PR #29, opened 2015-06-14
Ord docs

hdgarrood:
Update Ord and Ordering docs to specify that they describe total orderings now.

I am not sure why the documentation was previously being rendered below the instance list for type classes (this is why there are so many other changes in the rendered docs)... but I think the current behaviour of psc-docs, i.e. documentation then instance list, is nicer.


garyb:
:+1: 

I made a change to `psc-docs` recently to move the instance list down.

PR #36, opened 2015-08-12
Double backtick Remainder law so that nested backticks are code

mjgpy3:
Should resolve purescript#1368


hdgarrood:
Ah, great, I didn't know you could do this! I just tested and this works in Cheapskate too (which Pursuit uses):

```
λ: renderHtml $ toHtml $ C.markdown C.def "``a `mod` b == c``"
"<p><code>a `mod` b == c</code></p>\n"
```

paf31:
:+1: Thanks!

--------------------------------

**What you have to do**
Nothing but the lines from the one with "Should resolve purescript#1368" through the final line of the records above should appear, each copied exactly.

**Solution for this exercise**
Should resolve purescript#1368


hdgarrood:
Ah, great, I didn't know you could do this! I just tested and this works in Cheapskate too (which Pursuit uses):

```
λ: renderHtml $ toHtml $ C.markdown C.def "``a `mod` b == c``"
"<p><code>a `mod` b == c</code></p>\n"
```

paf31:
:+1: Thanks!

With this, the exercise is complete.